Sunday, March 09, 2025


 

I'm reading Kent's book "The Social Teachings of The Prophets and Jesus," and having been brought up in the Evangelical faith, the label "Social Gospel" has such negative connotations that I became blinded to the vast application of Christ's teachings for the social order and good of mankind.    

A Summary of Jesus' Economic Teachings

"Jesus' economic teachings are highly individualistic; but they rise to a plane where the interests of the individual and of society are absolutely identical. Briefly stated in modern terms, they are:

1. The possession of more things than are necessary for a man tends to destroy his freedom and his social efficiency. 

2. The pursuit of wealth as an end in itself is incompatible with loyalty to a man's highest ideals and interests as well as to those of society. 

3. Each man is under obligation to contribute to the wealth of society in exact proportion to his ability. 

4. No man is entitled to share in the world's wealth who is not willing to work, and service to society constitutes his only valid claim to the possession of property. 

5. Private property is a public trust to be administered for the best interests of society. 

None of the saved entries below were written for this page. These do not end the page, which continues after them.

PR #469, opened 2023-02-15
Initial German translation

phoenix-pnp:
Initial translation to german.
system.json @ 100%
openSystem.json @ 100%
Added martial arts to en as well, as it appears on the german standard char sheets.

### DIFF
--- a/src/combat/RqgCombatTracker.ts
+++ b/src/combat/RqgCombatTracker.ts
@@ -48,11 +48,15 @@ export class RqgCombatTracker extends CombatTracker {
       {
         name: localize("RQG.Foundry.CombatTracker.RemoveAllDuplicates"),
         icon: '<i class="fas fa-trash fa-fw"></i>',
-        callback: (li: JQuery) => {
+        callback: async (li: JQuery) => {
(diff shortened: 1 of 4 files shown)


src/i18n/de/openSystem.json
```diff
@@ -0,0 +1,2580 @@
...
+      "spirit": "Geist",
+      "stasis": "Stasis",
+      "summon": "Beschwören",
+      "tap": "Anzapfen",
+      "truth": "Wahrheit",
+      "water": "Wasser"
+    },
+    "runeDescription": {
+      "airElement": {
+        "name": "Luft (Element)",
```
wake42, line 1379: As you found out, the rune names unfortunately are not translatable currently. So to make the system work, they need to be the english names for now.

wake42 (changes requested):
I can't give any relevant review on the German translation as such, but I found a place where the translation key was translated as well.

I also found a bug in the code that hides compendium packs - the syntax seems to have changed since I wrote that code - I will include a fix for that in the system.

I'm trying to figure out if this can be included in the system - legal issues are not my strongest point. But for the time being I think it can live as a fork of the main system, until I've got some kind of confirmation that it can be included.

Issue #482, opened 2023-02-23
Minor Compendium Errors


Moonpile:
### Minor Compendium Errors

This is to keep track of minor compendium errors and typos.

Scent Intruder Journal Entry has the wrong rqid.
![image](https://user-images.githubusercontent.com/3959760/221026490-1a96373c-3ca6-401e-bf57-fb2e6eca7e9f.png)

Weapon skill Kick has the name "Melee Weapon"
![image](https://user-images.githubusercontent.com/3959760/221026781-caacfe66-8cd6-4195-b233-79ed587819f2.png)

wake42:
Hug is linked to the Kick skill
![image](https://user-images.githubusercontent.com/4853677/221044957-9a153632-e3c5-42eb-93f3-c1cca2dd34c0.png)

wake42:
AtlatlDart & AtlatlJavelin is missing a skill
![image](https://user-images.githubusercontent.com/4853677/221045303-14558e19-a811-40f5-93e8-e252693f59fe.png)
![image](https://user-images.githubusercontent.com/4853677/221045468-80e36bbd-227f-44bd-97f9-ed42a21c3602.png)

wake42:
Sling stones are equipped by default, should be carried
![image](https://user-images.githubusercontent.com/4853677/221046394-d7c1096e-7190-4b72-95fa-187b93c052ea.png)

PR #486, opened 2023-02-24
fix: Human-Template-include-items, Minor Compendium Errors, Multiple rqids with je..track

### LINKED ISSUE #481: Human Template include items

The human template does not include items properly.  Use the same item include functionality to include skills, runes, hit locations, etc.

Other related considerations:

1. Remove the "species-templates" compendium and move to "bestiary"?
2. Should there be a human template for each Homeland where we override the base chance of skills (RQG p 60-63) and add the "Homeland Base Passions" (RQG p 27), and anything else that changes between homelands?
3. Does it make sense to have "Player Character" templates that have some more things on them than NPC templates?

See above

n/a

### Additional context

n/a

Moonpile:
Fixes #481

- Used the Sartar text from the wiki in the Human (Sartarite)


Moonpile:
I created a vanilla "Human (Base)" and moved it to the bestiary.  This gets rid of the species-templates pack and breaks the Adventurer Wizard, but that is already well-broken.  I also created a "Human (Sartarite)" that has the cultural skills, rune, and passions pre-applied.  I didn't do the other homelands on the thinking that they will get included in the RQG module.

The "Customs ()" skills were using homelands.  I changed it to use cultures and agree with the skills as named in the "Homeland Cultural Skill Bonuses" from RQG p 60-63.  

Fixed the Kick skill name.

Removed the ui.notificication.errors in applyFnToItemFromHandlebarsArgs

Moonpile:
I accidentally fixed #482 on the same branch so I added it to this PR.

src/i18n/en/openSystem.json
```diff
@@ -2527,6 +2539,13 @@
       "bite": {
         "name": "Bite"
       },
+      "atlatl": {
```
wake42, line 2542: Should be plural
```suggestion
      "atlatls": {
```

wake42 (changes requested):
demo-actors & demo-items compendiums are still defined in system.json resulting in empty compendiums so they need to be removed.

Moonpile:
> demo-actors & demo-items compendiums are still defined in system.json resulting in empty compendiums so they need to be removed.

If we have a pack defined in system.json and there's not a corresponding directory in pack-templates, should we be getting a warning during build?  If so I think that can be a chore issue for another version.

src/i18n/en/openSystem.json
Moonpile: Fixed

wake42 (approved):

6. Society is under obligation to devise means so that each man who is willing to labor will have not only a living, but also an opportunity to contribute what he is able to the common wealth. 

7. The rights of humanity are paramount to those of capital. 

8. The cure of poverty is the elimination of its ultimate causes, moral and intellectual, as well as economic. 

9. In the Christian social order the dominant principle is not selfish competition, but fraternal co-operation which aims to promote the economic welfare of each individual, of each class, and of society as a whole. 

Competition has a place, even under the Golden Rule, but its motive is social rather than individualistic, its purpose is primarily to promote efficiency rather than merely to increase private wealth, and it's benefits are shared by the entire community as well as by the capitalist and laborer."  Charles Foster Kent, PhD., Litt.D.